The ‘Stars And Stripes’, played here by the Royal Festival Military Brass Band, recognises the United States’ rich brass heritage. Many notable events in American history occurred within earshot of a military musical unit. The signing of the Declaration of Independence was accompanied by fifes and drums, while musicians of both sides played a major part in the Civil War. Coming up to date, bands such as the US 82nd and 101st Airborne Divisions and the 1st Infantry Division have received decorations for their performance in combat, while military bands continue to travel the world as public relations representatives of the US armed forces.
The South Notts Brass Band, which supplies a large proportion of our third disc, is very much still around, as was proved in 2003 by the best-selling ‘Brass Band Favourites’ CD. This saw the band tackle a number of pop and soul classics, of which we present ten of the best here. Particularly impressive are ‘All I Ask of You’, from the classic Lloyd Webber stage musical Phantom Of The Opera, which brings out all the evocative qualities of the instrumentation, and the Phil Spector / Righteous Brothers’ classic ‘You’ve Lost That Lovin’ Feeling’.

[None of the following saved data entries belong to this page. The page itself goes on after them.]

Issue #3706, opened 2026-07-15
Converge CustomSetPropertyOnRenderable's Text dispatch onto TextRuntime (runtime-type-first, matching the shape dispatcher)


vchelaru:
## Problem
`CustomSetPropertyOnRenderable`'s Text dispatch is renderable-typed at the top level in both copies (`Gum/Wireframe/CustomSetPropertyOnRenderable.cs` and `Runtimes/SkiaGum/CustomSetPropertyOnRenderable.cs`):

```
SetPropertyOnRenderable
  → else if (containedObjectAsIpso is Text asText)   // renderable-type check
      → TrySetPropertyOnText(Text text, GraphicalUiElement gue, ...)   // Text is the FIRST param
```

Every text property (Blend, MaxLettersToShow, ellipsis, BBCode, dropshadow, outline, Font/FontSize/CustomFontFile/UseCustomFont, ...) is gated behind that renderable check — exactly the pattern Direction 0007/0008 already converged away from for the shape dispatcher (`RectangleRuntime`/`CircleRuntime`/`ArcRuntime`), but Text was never covered by either decision.

This surfaced concretely while fixing #3670/#3703: two new dispatch arms (`UseCustomFont`/`CustomFontFile`) had to be added to a renderable-typed method rather than a Runtime-typed one, because that's the only place font properties currently live in this file that also gets the correct string-path suspension semantics (see the `IsAllLayoutSuspended`-vs-`IsLayoutSuspended` comment atop `Gum/Wireframe/CustomSetPropertyOnRenderable.cs::UpdateToFontValues`).

[...]

PR #4087, opened 2026-07-29
Reconcile TrySetPropertyOnText's Text wrapper with TextRuntime.Text's

vchelaru:
Part of #3706. First of two PRs converging Text's dispatch onto TextRuntime (the ADR 0009 step 2 the issue deferred) -- this one removes the behavior gap that made a direct dispatcher-to-TextRuntime redirect unsafe.

## Problem

`TrySetPropertyOnText`'s "Text"/"TextNoTranslate" branch and `TextRuntime.Text`'s setter each independently wrap the same text-assignment logic with their own width-null/UpdateLayout logic -- but the two wrappers differ:

- Dispatcher: ignores `MaxWidth` when nulling wrap width, and always runs an unconditional, full parent-climbing `UpdateLayout()`.
- `TextRuntime.Text`: respects `MaxWidth`, and only climbs to the parent if the measured wrapped size actually changed (and only as far as a parent that depends on it).

This is why converging the dispatcher onto `textRuntime.Text = value` (the direction #3706 wants, matching the shape-dispatcher pattern) previously looked risky -- it would silently swap one wrapper's behavior for the other across every `SetProperty("Text", ...)` call site (state system / project load), not just direct `.Text =` calls.

## What this does

Added characterization tests comparing both entry points across MaxWidth-wrapping, fixed-width/auto-height, and stack-sibling-position scenarios. All three show byte-identical output today -- the divergence is duplicated logic, not a real behavior split (the dispatcher's cruder approach is self-correcting via its own subsequent full layout pass). Reconciled the dispatcher's wrapper to match `TextRuntime.Text`'s (the later, more precise one), removing the duplication and clearing the way for a follow-up PR to make the dispatcher delegate directly to `textRuntime.Text =`/`SetTextNoTranslate` without changing behavior.

## Testing

- New pinning tests in `TextRuntimeTests.cs`, all green.
- Full `MonoGameGum.Tests` (1952), `MonoGameGum.Tests.V2` (132), and `RaylibGum.Tests` (544) suites green -- no regressions.
- FRB canary (`GumCore.DesktopGlNet6.csproj`): 0 errors, same warning baseline as `main`.

Manual test: not needed -- behavior-preserving, proven by the pinning tests above plus the full regression suite.

### DIFF
--- a/Gum/Wireframe/CustomSetPropertyOnRenderable.cs
+++ b/Gum/Wireframe/CustomSetPropertyOnRenderable.cs
@@ -874,12 +874,22 @@ public partial class CustomSetPropertyOnRenderable
 
         if (propertyName == "Text" || propertyName == "TextNoTranslate")
         {
-            if (graphicalUiElement.WidthUnits == DimensionUnitType.RelativeToChildren ||
-                // If height is relative to children, it could be in a stack
-                graphicalUiElement.HeightUnits == DimensionUnitType.RelativeToChildren)
+            // Mirrors TextRuntime.Text's own wrapper (MonoGameGum/GueDeriving/TextRuntime.cs) so both
+            // entry points measure/re-layout identically instead of each doing it slightly differently.
+            var widthBefore = textRenderable.WrappedTextWidth;
+            var heightBefore = textRenderable.WrappedTextHeight;
+
+            if (graphicalUiElement.WidthUnits == DimensionUnitType.RelativeToChildren)
             {
-                // make it have no line wrap width before assignign the text:
-                textRenderable.Width = null;
+                if (graphicalUiElement.MaxWidth == null)
+                {
+                    // make it have no line wrap width before assignign the text:
+                    textRenderable.Width = null;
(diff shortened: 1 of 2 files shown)


vchelaru:
Correction: this PR does NOT remove the double UpdateLayout call I implied in the description/commit message. A new call-count test (`Text_ViaDirectPropertySet_WhenSizeChanges_StillTriggersTwoUpdateLayoutCalls`, verified red against the pre-fix code) shows `.Text =` still triggers 2 UpdateLayout calls after this PR, same as before -- reconciling the two wrappers' *conditions* made them agree on whether to update, but they're still two separate invocations (TextRuntime.Text's own wrapper, plus the dispatcher's, reached via the SetProperty call in between). The actual call-count reduction only happens in the follow-up PR once the dispatcher delegates directly to `textRuntime.Text =` instead of running its own copy of the logic. This PR's real scope is: make the two wrappers' logic identical (removing the risk they silently diverge), not reduce call count.

PR #4106, opened 2026-07-29
Guard reflection-based runtime type registration against AOT metadata trimming

### LINKED ISSUE #4105: GumService.RegisterRuntimeTypesThroughReflection scans every loaded assembly, breaks under Native AOT
## Problem

Publishing a MonoGame/KNI game as Native AOT throws on `GumService.Initialize`:

```
Unhandled Exception: System.TypeLoadException: The type 'System.Runtime.Intrinsics.X86.Sse3' cannot be found in assembly 'System.Private.CoreLib, Version=8.0.0.0, Culture=neutral, PublicKeyToken=7cec85d7bea7798e'.
   at System.Reflection.Runtime.General.TypeResolver.Resolve(QTypeDefRefOrSpec, TypeContext)
   at System.Reflection.Runtime.TypeInfos.RuntimeTypeInfo.get_BaseTypeWithoutTheGenericParameterQuirk()
   at System.Reflection.Runtime.TypeInfos.RuntimeTypeInfo.get_BaseType()
   ...
   at Gum.GumService.RegisterRuntimeTypesThroughReflection()
   at Gum.GumService.InitializeInternal(Game, GraphicsDevice, String, SystemManagers, DefaultVisualsVersion)
```

Root cause: `RegisterRuntimeTypesThroughReflection` iterates `AppDomain.CurrentDomain.GetAssemblies()` and calls `assembly.GetTypes()` / `type.GetMethod(...)` on every type in every loaded assembly, including framework assemblies like `System.Private.CoreLib`. Under NativeAOT, unused framework type metadata (base types, generic instantiations, etc.) is trimmed away, so walking all BCL types via reflection hits missing metadata and throws.

## Suggested improvement

Scope the scan down instead of walking every loaded assembly. Options:
- Only scan the entry assembly (already handled separately for the legacy singular `RegisterRuntimeType` hook) plus assemblies that are known Gum extension packages, instead of `AppDomain.CurrentDomain.GetAssemblies()` in full.
- Skip framework/system assemblies explicitly (e.g. filter by assembly name prefix) before calling `GetTypes()`.
- Gate the whole reflection-based fallback behind a check for whether `[ModuleInitializer]`-based registration already ran, since the fallback only exists for WASM/Blazor (module initializers don't fire until a type is touched) and legacy projects.

## Source

`MonoGameGum/GumService.XnaLike.cs:214-249` (`RegisterRuntimeTypesThroughReflection`), called from `InitializeInternal` at line 181.

vchelaru:
Closes #4105

`RegisterRuntimeTypesThroughReflection` scanned every loaded assembly and called `Type.GetMethod` on every type, including framework/BCL assemblies. Under Native AOT, `GetMethod` itself (not just `Invoke`) can throw while resolving trimmed base-type metadata, crashing `GumService.Initialize` entirely.

Fix: skip framework/BCL assemblies by name before scanning (they never define a Gum registration hook), and wrap the `GetMethod`+`Invoke` lookup in one try/catch so a single bad type (ambiguous overload, trimmed metadata) can't abort the whole scan.

Test: added `GumServiceRuntimeTypeReflectionScanTests` — pins the fix using an ordinary JIT-reproducible trigger (an ambiguous `RegisterRuntimeTypes` overload set, which throws `AmbiguousMatchException` from `GetMethod` the same way trimmed AOT metadata throws `TypeLoadException`), plus a table-driven test of the framework-assembly filter.

Manual test: not needed — the failure only reproduces under an actual Native AOT publish, which isn't practical to drive here. Verified instead with the regression-shaped unit test above (red before the fix, green after), the full `MonoGameGum.Tests` suite (1964 passed), the real `Initialize(Game, ...)` path via `MonoGameGum.IntegrationTests`, and a clean `KniGum` build (shares this XNALIKE source).

FRB canary: not needed — `GumService.XnaLike.cs` isn't part of `GumCoreShared.projitems`.

### DIFF
--- a/.github/workflows/build-and-test.yaml
+++ b/.github/workflows/build-and-test.yaml
@@ -46,6 +46,78 @@ jobs:
           reporter: dotnet-trx
           fail-on-error: true
 
+  # End-to-end Native AOT smoke test for issue #4105: RegisterRuntimeTypesThroughReflection walked
+  # every loaded assembly via unguarded reflection, which crashed GumService.Initialize under
+  # Native AOT when it hit trimmed framework metadata - a failure mode only a real `dotnet publish
+  # -p:PublishAot=true` reproduces, `dotnet test` always runs JIT and can't catch it. This job
+  # publishes Tests/NativeAotSmoke.Harness as Native AOT and runs it end-to-end (real
+  # GraphicsDevice, real Texture2D upload, default-visuals construction), so a future regression
+  # anywhere in that path is caught automatically instead of waiting for another user report.
+  #
+  # The runner has no GPU, so the harness is forced onto Mesa's llvmpipe software GL the same way
+  # "Install Mesa llvmpipe" does for RaylibGum.Tests below - confirmed to work for MonoGame
+  # DesktopGL too, not just raylib (both resolve opengl32.dll by name from the exe's own directory
+  # before System32).
+  #
+  # Needs neither FNA/Sokol submodules nor mobile workloads - the harness only references
+  # MonoGameGum/GumCommon - so ExcludeAndroid/ExcludeIOS keep restore on just net8.0, same escape
+  # hatches Build-Generated-Code below uses for the same reason.
+  Native-AOT-Smoke:
+    if: github.event_name != 'push'
+    runs-on: windows-latest
+    steps:
+      - uses: actions/checkout@v4
+        with:
+          submodules: false
+
+      - name: Setup .NET SDKs
+        uses: actions/setup-dotnet@v4
+        with:
+          dotnet-version: 9.0.x
+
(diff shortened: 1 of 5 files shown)


vchelaru:
Added a permanent regression guard: `Native-AOT-Smoke` CI job (new) publishes `Tests/NativeAotSmoke.Harness` with `PublishAot=true` and runs Gum's real `Initialize` pipeline — real GraphicsDevice (Mesa llvmpipe software GL, no GPU on the runner), real Texture2D upload, default-visuals construction — end to end. Verified it fails with the exact #4105 stack trace against the pre-fix source and passes against the fix; confirmed green on real GitHub Actions just now (not just locally).

PR #4132, opened 2026-07-30
Spatial (any-angle) gamepad/stick focus navigation

### LINKED ISSUE #4129: Spatial (any-angle) focus navigation for gamepad/stick on scattered UI layouts
## Goal

Real, integrated spatial (any-angle) focus navigation for gamepad/stick input, for scattered
(non-grid, non-list) UI layouts — skill trees, radial menus, HUDs — where "nearest in the direction
I'm pointing" is the right model, unlike linear layouts where tab order already works.

## Status

The spike (PR #4132) proved the approach feels right: `SpatialNavigationService` (distance +
angular-alignment scoring) and a first-pass `FrameworkElement.HandleGamepadSpatialNavigation`
method, manually wired in a scratch demo. That validated the algorithm and caught real bugs
(diagonal D-pad detection, an integration hazard with the existing `GamePadsForUiControl`-driven
navigation) — see PR #4132 for details.

**What's not done yet**: real integration into the actual tabbing system. Right now a control has
to manually call a separate method and carefully avoid the existing gamepad-nav wiring. Every
existing Forms control (`Button`, `ComboBox`, `ListBox`, `ScrollViewer`, `Slider`, `TextBox`, etc.)
still only does index-based Tab navigation automatically — spatial nav isn't a real, declarative
option yet.

## Remaining work

- Decide the final interface: how does a screen/container opt a scattered layout into spatial
  navigation without every existing control needing code changes? (Leading idea: a declarative
  marker — e.g. a property on the navigation root — that `HandleGamepadNavigation` itself checks,
  so every control that already calls it gets spatial nav for free when scoped under that root.)
- Keyboard Tab stays index-based always — this only affects gamepad D-pad/stick navigation.
- Explicit per-element directional override (Unity `NextUp/Down/Left/Right`-style escape hatch),
  since spatial heuristics get scattered/irregular layouts wrong sometimes.
- Finalize scoring constants/API surface based on the spike's manual-test feedback.

vchelaru:
Closes #4129

Real, integrated spatial (any-angle) focus navigation for gamepad/stick input on scattered UI layouts, per the follow-up discussion after the initial spike validated the approach.

**`FrameworkElement.GamepadNavigationMode`** (`TabOrder`/`Spatial`, inherited via the existing `ParentFrameworkElement` walk, nearest-ancestor-wins with explicit `TabOrder` opt-out) — set once on a container, every stock control (Button, ComboBox, ListBox, ScrollViewer, Slider, TextBox) gets spatial nav automatically through the same `HandleGamepadNavigation` call it already makes. No subclassing or manual gamepad wiring needed.

**`SpatialNavigationService`** — distance + angular-alignment scoring (Unity-style, not WICG's vertex decomposition) over on-screen candidate positions. Excludes the origin and any ancestor of the origin (a large focusable container wrapping the origin near an edge would otherwise win by proximity).

**Explicit per-direction override escape hatch** — `SpatialNavigationUp/Down/Left/Right`, checked before scoring for a clean single-direction D-pad press.

Keyboard Tab and FRB are both untouched.

Bugs found and fixed while testing against every control that calls `HandleGamepadNavigation`:
- Diagonal D-pad detection required both directions pushed on the exact same frame.
- Spatial mode ignored `IsUsingLeftAndRightGamepadDirectionsForNavigation` (Slider disables it so Left/Right can adjust `Value` instead of navigating).
- Ancestor-container-wins-by-proximity (found via `ScrollViewer.DoItemsHaveFocus`, which hands real focus to the child, unlike `ListBox.DoListItemsHaveFocus`'s virtual flag).

## Test plan
- Full `MonoGameGum.Tests` suite green (1997), FRB canary clean (checked after each `FrameworkElement.cs` change).
- Unit tests for: stock Button+Panel integration, no-mode regression guard, nested TabOrder opt-out, explicit override precedence/non-application on diagonal, Slider's Left/Right dual-purpose input, ListBox/ScrollViewer internal-item-focus isolation, ancestor-exclusion in scoring.
- Docs added to `tabbing-moving-focus.md`.
- Manual: scattered 12-button demo with a real gamepad, still in progress.

### DIFF
--- a/GumCommon/GumCommon.csproj
+++ b/GumCommon/GumCommon.csproj
@@ -288,6 +288,7 @@
 		<Compile Include="..\MonoGameGum\Forms\Controls\FrameworkElementExt.cs" Link="Forms\Controls\FrameworkElementExt.cs" />
 		<Compile Include="..\MonoGameGum\Forms\FrameworkElementTemplate.cs" Link="Forms\FrameworkElementTemplate.cs" />
 		<Compile Include="..\MonoGameGum\Forms\FrameworkElementTreeExtensions.cs" Link="Forms\FrameworkElementTreeExtensions.cs" />
+		<Compile Include="..\MonoGameGum\Forms\SpatialNavigationService.cs" Link="Forms\SpatialNavigationService.cs" />
 		<Compile Include="..\MonoGameGum\Forms\Controls\Button.cs" Link="Forms\Controls\Button.cs" />
 		<Compile Include="..\MonoGameGum\Forms\Controls\CheckBox.cs" Link="Forms\Controls\CheckBox.cs" />
 		<Compile Include="..\MonoGameGum\Forms\Controls\ColorPicker.cs" Link="Forms\Controls\ColorPicker.cs" />
--- a/MonoGameGum.Tests/Forms/ControllerSpatialNavigationTests.cs
+++ b/MonoGameGum.Tests/Forms/ControllerSpatialNavigationTests.cs
@@ -1,0 +1,135 @@
+using Gum.Forms.Controls;
+using Gum.GueDeriving;
+using Gum.Input;
+using Gum.Wireframe;
+
+using Shouldly;
+using Xunit;
+
+namespace MonoGameGum.Tests.Forms;
+
+/// <summary>
+/// Tests for direction-agnostic ("spatial") gamepad focus navigation — the issue #4129 spike.
+/// Exercises <see cref="FrameworkElement.HandleGamepadSpatialNavigation"/>, driven by a real
+/// <see cref="GamePad"/> data holder. Mirrors the harness approach in
+/// <see cref="RaylibGum.Tests.Forms.ControllerTabNavigationTests"/> for the index-based counterpart.
+/// </summary>
+public class ControllerSpatialNavigationTests : BaseTestClass
+{
+    private sealed class SpatialNavHarness : FrameworkElement, IInputReceiver
+    {
+        public SpatialNavHarness(InteractiveGue visual) : base(visual) { }
+
+        public void InvokeHandleGamepadSpatialNavigation(IGamePad gamepad, GraphicalUiElement navigationRoot) =>
+            HandleGamepadSpatialNavigation(gamepad, navigationRoot);
+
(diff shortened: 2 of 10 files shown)


vchelaru:
Two real bugs found during manual testing, both fixed and pinned with tests (commit 4b7b5eccd):

1. **Diagonal D-pad detection required same-frame simultaneity.** Direction was read from each button's own `ButtonRepeatRate`, which only pulses on that button's own schedule — holding Up then pressing Right shortly after (normal controller use, not exact-frame-simultaneous) could drop Up's contribution. Fixed: direction now comes from `ButtonDown` (raw held state), firing still gated on `ButtonRepeatRate`.
2. **Integration hazard, not a code bug**: a manual-test demo that also called `GumService.UseGamepadDefaults()` double-navigated, because stock `Button`s already read `GamePadsForUiControl` in their own `OnFocusUpdate` and ran the existing index-based nav off the same gamepad. Documented as a caution on `HandleGamepadSpatialNavigation`'s XML doc — a real consumer must not register the same gamepad in both places.

vchelaru:
Real integration landed (commit 5b9103ff4), per the follow-up discussion — issue #4129 retitled from spike to the committed feature.

- `FrameworkElement.GamepadNavigationMode` (`TabOrder`/`Spatial`, inherited via the existing `ParentFrameworkElement` walk, nearest-ancestor-wins with explicit opt-out support) — set once on a container, every stock control automatically gets spatial nav through the same `HandleGamepadNavigation` call it already makes. No more manual subclassing/wiring.
- Explicit per-direction override escape hatch: `SpatialNavigationUp/Down/Left/Right`, checked before scoring for a clean single-direction D-pad press.
- Keyboard Tab untouched — always index-based.
- FRB untouched — `#if !FRB` island inside the shared `HandleGamepadNavigation`, same pattern `HandleTab` already uses.
- 5 new tests proving zero-code-change stock `Button`+`Panel` integration, the no-mode regression guard, nested opt-out, and override precedence/non-application. Full suite (1992) + FRB canary both green.

Demo updated to use the real API (one `Panel.GamepadNavigationMode = Spatial`, plain stock `Button`s, no subclass) — ready for another manual pass.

The selections on Brass Plays The Hits range from relatively recent chart items from the pens of Paul Simon (‘You Can Call Me Al’), Lionel Richie (‘Hello’) and Lennon/McCartney (‘Ticket To Ride’, ‘Get Back’) to gems from an earlier period. Movie-watchers know that ‘Somewhere Over The Rainbow’ was the highlight of The Wizard Of Oz, first screened in 1939 and still a celluloid classic today. Would you guess, though, that ‘Send In The Clowns’, though very much a Broadway standard, was written by Stephen Sondheim as recently as 1973?
Another great show tune, Rodgers and Hammerstein’s‘ Oklahoma!’, lifted wartime spirits when it opened in New York in 1943, while in contrasting mood, ‘Someone To Watch Over Me’, ostensibly a love song written by George and Ira Gershwin in 1926, has achieved a religious significance the talented brothers may never have intended. This is thanks to lines like ’Where is the shepherd for this lost lamb?’ not to mention the title’s use by various compassionate organisations. Either way, its contemplative nature is ideally suited to brass-band instrumentation.
The major factor that has given brass-band music longevity is its roots in working-class communities. It’s a tradition that’s been handed down, along with treasured instruments, from father to son through the ages and thus will endure. More than that, there’s been a recent surge of interest in central Europe, where musicians from Romania and Hungary have added a Balkan brass dimension to what we now term ‘world music’.
So whether forming part of a defiant second line in hurricane-torn New Orleans, emanating from behind the former Iron Curtain or proclaiming the continuing tradition in Britain, brass-band music will continue to be heard. Enjoy these 60 hand-picked tracks of brassy brilliance!